Still, you have to wonder. Did she know before he did? If so, who told her?
'Hmm…' Sanguinius scratched his feathered chin with one foot as he stood perched steadily on the other. 'How many people knew of your heritage prior to the curse being broken?'
"Just one," you replied nonchalantly, your mind elsewhere and here as you split your attention between throwing and catching a softball you found somewhere, your looming lessons with the Navis Nobilite, dealing with Sanguinius' fatherhood issues and your inevitable return to Terra, all along with this conversation. "And Cegorach didn't even figure it out until relatively recently."
You caught your ball and held up a finger before Sanguinius opened either of his beaks. "Mind you, relative is… well, relative.
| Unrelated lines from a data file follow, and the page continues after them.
Issue #95, opened 2022-08-23
Spacing: replace var() format with var:preset|spacing|value


carolinan:
Across the templates, the format `var(--wp--preset--spacing--90)` is used inside the JSON block comment.
For the code in the template to match the code of new blocks added in the block editor, this format should be used: `var:preset|spacing|numeric-value`
See https://github.com/WordPress/twentytwentythree/pull/55#discussion_r952127903

carolinan:
Updating it for the spacer block did not work:
```
<!-- wp:spacer {"height":"var:preset|spacing|40"} -->
<div style="height:var(--wp--preset--spacing--40)" aria-hidden="true" class="wp-block-spacer"></div>
<!-- /wp:spacer -->
```

```
Block validation failed for `core/spacer` (Object).
Content generated by `save` function:
<div style="height:var:preset|spacing|40" aria-hidden="true" class="wp-block-spacer"></div>
Content retrieved from post body:
<div style="height:var(--wp--preset--spacing--40)" aria-hidden="true" class="wp-block-spacer"></div>
```

carolinan:
Updating it for the post title did not work:
`<!-- wp:post-title {"level":1,"align":"wide","style":{"spacing":{"margin":{"top":"var:preset|spacing|40","bottom":var:preset|spacing|40"}}}} /-->`
-Shows no margin in the site editor.

mikachan:
It looks like we've replaced all the possible spacing presets with the correct format across the templates. 

The only ones left are the spacer blocks, but it looks like this currently isn't possible as the spacing presets are not valid height settings. I've opened up an issue for this: https://github.com/WordPress/gutenberg/issues/43816

PR #103, opened 2022-08-23
Search and archive templates: update spacing

mikachan:
This PR includes a couple of changes, mainly adjusting the spacing variables in the search template:

- fixes a typo with the `spacing--50` preset
- replaces the spacing variables with this style: `var:preset|spacing|70` in the JSON markup (instead of this: `var(--wp--preset--spacing--70)`) (part of https://github.com/WordPress/twentytwentythree/issues/95, and mentioned here: https://github.com/WordPress/twentytwentythree/pull/55#discussion_r952127903)
- replaces a `spacing--60` with a `spacing--40`, as I thought the spacing looked slightly too big here

### DIFF
--- a/theme.json
+++ b/theme.json
@@ -76,7 +76,7 @@
 					"name": "40"
 				},
 				{
-					"size": "clamp(2.5rem, 8vw, 6.5rem))",
+					"size": "clamp(2.5rem, 8vw, 6.5rem)",
 					"slug": "50",
 					"name": "50"
 				},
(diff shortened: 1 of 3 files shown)


theme.json
```diff
@@ -76,7 +76,7 @@
 					"name": "40"
 				},
 				{
-					"size": "clamp(2.5rem, 8vw, 6.5rem))",
+					"size": "clamp(2.5rem, 8vw, 6.5rem)",
```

He still figured it out thousands of years ago. It just took him a few millennia here and there after the Birth of Slaanesh to put two and two together. While the evidence was right in front of him," you added flatly, with a roll of your eyes. "Tzeentch is a scatterbrained crustacean, but dammit he's good at curses when he tries."
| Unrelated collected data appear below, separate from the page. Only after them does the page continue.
PR #109, opened 2022-08-24
fix fluid typography and block font sizes

madhusudhand:
This addresses the issues of fluid typography and font-sizes of few blocks.

* Add `max` for `small` and `medium` to avoid max being set to a factor of 1.5 by default by Gutenberg.
* Add an explicit `fluid: false` for `large` and `x-large` to bypass fluid calculation. Ref: https://github.com/WordPress/gutenberg/pull/42757
* Remove the font-size for `post-title` block to inherit based on the set level. `h2` in single post, `h4` in home-page (addresses this [comment](https://github.com/WordPress/twentytwentythree/pull/94#issuecomment-1225369688))
* Update font size of `post-excerpt` to match figma.

### Screenshots

**Home page:**

| Before | After |
| --- | --- |
| image | image |

**Single post title:**

| Before | After |
| --- | --- |
| image | image |

**Paragraphs:**

| Before | After |
| --- | --- |
| image | image |

### DIFF
--- a/theme.json
+++ b/theme.json
@@ -233,25 +233,29 @@
 			"fontSizes": [
 				{
 					"fluid": {
-						"min": "0.875rem"
+						"min": "0.875rem",
+						"max": "1rem"
 					},
 					"size": "1rem",
 					"slug": "small"
 				},
 				{
 					"fluid": {
-						"min": "1rem"
+						"min": "1rem",
+						"max": "1.125rem"
 					},
 					"size": "1.125rem",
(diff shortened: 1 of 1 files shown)


carolinan:
With the removal of the text above the posts, the post titles on the home would be changed to h3.

mikachan (approved):
Thanks for this! These changes look good to me, the paragraph sizes in particular are looking really good 🎉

'Mm. And I doubt the Eldar Clown God would share such information with such a prominent Living Saint,' Sanguinius noted. 'Though… It is possible he might. His methods are inscrutable even at the best of times, and it is possible that Father simply refused to hear him out.'
"He wouldn't believe it even if he did hear him out," you replied, more bitterly than even you expected. "I tried reaching out to papa sometime around the 6th Millennium - M7 by the Imperial Calendar - once I found out that he was still alive, but he didn't believe me then. And he didn't hate Gods back then, more like a firm dislike. If he didn't believe me then, he wouldn't believe Cegorach."
'So that leaves an unknown who cracked the code independently,' Sanguinius mused as he tried to move the topic away from your past tragedies. 'Or perhaps… A white lie? She knew your words rang true, and so fabricated a story that seemed likely to bolster the faith. A story that, as it turns out, was true.'
You shook your head. "That's too convenient, I think. I guess we'll just have to ask her about it one of these days. Well!" You said as you hopped off the bed, your notebook flying into one hand and the door opening when you pushed it with the other from the other side of the room. "I'm off to deal with infrastructure! Ciao!"
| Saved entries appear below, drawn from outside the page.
PR #113, opened 2022-08-24
Update header and footer spacing

mikachan:
~This PR is to help test out https://github.com/WordPress/gutenberg/pull/43576/~

I've updated this PR so that it should be in a good state to bring in, now that the above GB PR has been merged.

The changes include:

- adjusts root vertical padding so that it's consistent (top and bottom now spacing-40)
- removes the top padding from the header and bottom padding from the footer, as they're no longer needed with the root padding change
- changes the spacing variables in the JSON markup (part of https://github.com/WordPress/twentytwentythree/issues/95)

### DIFF
--- a/parts/header.html
+++ b/parts/header.html
@@ -2,6 +2,6 @@
 <div class="wp-block-group"><!-- wp:group {"align":"wide","style":{"spacing":{"padding":{"bottom":"var(--wp--preset--spacing--60)"}}},"layout":{"type":"flex","justifyContent":"space-between"}} -->
 <div class="wp-block-group alignwide" style="padding-bottom:var(--wp--preset--spacing--60)">
 <!-- wp:site-title /-->
-<!-- wp:navigation {"overlayMenu":"always","layout":{"type":"flex","setCascadingProperties":true,"justifyContent":"right"}} /--></div>
+<!-- wp:navigation {"layout":{"type":"flex","setCascadingProperties":true,"justifyContent":"right"}} /--></div>
 <!-- /wp:group --></div>
 <!-- /wp:group -->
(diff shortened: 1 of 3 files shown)


jasmussen:
How is it feeling? You should be able to have different padding values for all 4 sides and so long as there aren't any additional compounding paddings, it should line up. 

The biggest questionmark, I think, is the max-width. Right now it defaults to the content width because it felt the most sensible for the header. But it could default to wide or full as well. 🤔

mikachan:
Sorry, I ran out of time yesterday to write down any notes after testing this!

It seems to work great with TT3 so far on a smaller resolution, or where the content fills the available screen width. I needed to add a top root padding value, as TT3's was set to 0px (for no specific reason), otherwise, the close button had no top padding (correctly, I believe).

https://user-images.githubusercontent.com/1645628/186618138-b9d3e4ab-1a64-4d30-afb1-f6ac32ff35b6.mov

Currently, the max-width doesn't work well for TT3 at larger resolutions, as the header is set to wide align:

https://user-images.githubusercontent.com/1645628/186619595-81110c3d-3e2d-4be7-b01e-4562139bee66.mov

So in this case, it would be better if it defaulted to `--wp--style--global--wide-size`. It's a shame it can't easily use the available space, I guess this is because of the position: fixed on the overlay.

jasmussen:
Good thoughts. I'll update the value in the PR to --wp--style--global--wide-size, as that does use more of the available space and seems to cater to more common designs. 

In the future, I like to think we can improve this code further, so it more naturally stays in sync with the content width of the header part.

jasmussen:
Changed to wide width.

mikachan:
> Changed to wide width.

This works great!

https://user-images.githubusercontent.com/1645628/186630399-186ae9c7-061a-4879-8f7b-6ccf68fec92c.mov

jasmussen:
Cool! Let's test the core PR and see that nothing regresses in other themes, then we can land it! 🥳

carolinan (approved):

'...Actually, hold on, I'm coming too.'
"I make no promises about avoiding your statues."
'The things I do for you.'
----
They shall be my finest warriors, these men who give of themselves to me. Like clay I shall mould them and in the furnace of war I shall forge them. They shall be of iron will and steely sinew. In great armour I shall clad them and with the mightiest weapons shall they be armed. They will be untouched by plague or disease; no sickness shall blight them. They shall have such tactics, strategies and machines that no foe will best them in battle. They are my bulwark against the Terror. They are the defenders of humanity. They are my Space Marines...
"...So why in Sanguinius' name am I stuck behind a desk?" moaned Captain Torvan of the Flesh Tearers, Master of the 3rd Company, Lord Sacrifice and, unbeknownst to him, judged by his Chapter Master, Gabriel Seth, to be worthy of leading a Chapter of his own in the future were another Founding to ever be declared. But he did not seem a Chapter Master right now, sobbing into his palms as he is. "I am a Captain! I command without doubt, lead without hesitation! My hands are for chainswords, not auto-quills!"
"Ahem."
Across the hall from him, the bald visage of Gabriel Seth himself bored a hole deep into Torvan's forehead, such was the intensity of his glare. That he was holding a stylus that looked too small for his armoured fingers was irrelevant, because the Flesh Tearer himself was intimidating enough despite the contrast. "Complain as you like, Torvan, but do it quietly." He gestured widely around, at every one of the Flesh Tearer's Captains similarly labouring with administrative tasks. "We are all suffering here. And you are not helping!"
"But Chapter Master--"
"Your Chapter Master has fifteen hundred more reports to file and only eight days left to write them, so leave him be before he shoves the Blood Reaver through your depths of Cretacia!" His eyes narrowed as he glanced at the report piles adorning the desks of every last one of his Captains. "And somehow I have the smallest pile! Am I surrounded by barely-literate savages? Is the auto-quill too small for your mighty, sword-wielding hands?!"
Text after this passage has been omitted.